§ Prompt: In the records below, find the line that contains "(diff shortened: 1 of 1 files shown)", then write out that line and each one after it exactly, up to and including the last.

§ Record set:
PR #2071, opened 2026-08-18
Allow listmaster to modify recipient on resend

immae:
This commit is a change in the archive management, allowing the listmaster to chose a different e-mail as recipient when resending an e-mail.
The recipient is flexible (it doesn’t restrain to existing subscribers) on purpose: the use case that provoked this change was to submit a spam false positive to a remote mailer, which required sending the e-mail "exactly as is was sent initially"

### DIFF
--- a/default/mhonarc_rc.tt2
+++ b/default/mhonarc_rc.tt2
@@ -610,7 +610,12 @@ $POWERED_BY$
                         </label>
                 <% END %>
                 <input class="MainMenuLinks" type="submit" name="action_compose_mail" value="<%|loc%>Reply<%END%>" /><br />
+                <% IF is_listmaster %>
+                <input class="MainMenuLinks" type="submit" name="action_send_me" value="Re-deliver to:" />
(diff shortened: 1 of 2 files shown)


ikedas:
Hi @immae ,
Listmasters can switch their identity to that of any user. Then they may resend the message to that recipient.

immae:
> Hi @immae , Listmasters can switch their identity to that of any user. Then they may resend the message to that recipient.

Noted, but it doesn’t solve my usecase: I wanted to send the e-mail to an adress that didn’t subscribe to the mailing-list (in this case, some e-mail provider who wanted to analyse why the e-mail was considered as a spam by their system, they wanted the exact e-mail re-sent by the same system)

ikedas:
In your use case, you'd be better to retrieve (copy) the message in question from the server and to send it as data (an attachment) to the intended recipient. If you use a mechanism such as message forwarding, some parts of the message including header fields may be rewritten or deleted, thus accuracy would be compromised.

Please see also the description on the [archive structure](https://www.sympa.community/manual/customize/archives.html#archives-structure) in the documentation.

PR #1604, opened 2021-11-03
Making the watcher less greedy

### LINKED ISSUE #1421: Making the watcher less greedy?
The current `lucky watch` task runs [this loop](https://github.com/luckyframework/lucky/blob/b6f68bdc78b0b6831e801cac3ba0c97f83159e81/tasks/watch.cr#L222) that looks for the modification time to change on the files, and once it sees one that changes, it kicks off a compilation.

In some cases, you might have 2 or more crystal files open in your editor, and you need to save all of them. Right now your options are to save (kick off compile), save file 2 (kick off second compile), and save file 3 (kick off third compile)... or you just kill your whole running dev server to save all your files, and then wait for the reboot of lucky and the asset stuff (plus workers in my case).

This may be a long shot, but what would be cool is if we had a way to detect that a compile was happening, and if we try to kick off another compile, we kill the first one where it stands. Another option could be to wait like 2 seconds before starting the compile... though, I'm not big on that idea because in a normal app case, that slows down your compile turn-around.

skojin:
make watcher abort compilation (1) and compile again (2) when source file before compilation (1) is completed

fixes #1421

### DIFF
--- a/tasks/watch.cr
+++ b/tasks/watch.cr
@@ -12,6 +12,7 @@ module LuckySentry
   class ProcessRunner
     include LuckyTask::TextHelpers
 
+    getter build_processes = [] of Process
     getter app_processes = [] of Process
     property successful_compilations
     property app_built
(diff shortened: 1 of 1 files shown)


jwoertink (approved):
This is awesome! I'm stoked about this. Just gave it a shot in one of my apps and it worked great. Thanks for taking this on ❤️

robacarp:
@skojin wow, excellent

§ Answer to the problem:
(diff shortened: 1 of 1 files shown)


jwoertink (approved):
This is awesome! I'm stoked about this. Just gave it a shot in one of my apps and it worked great. Thanks for taking this on ❤️

robacarp:
@skojin wow, excellent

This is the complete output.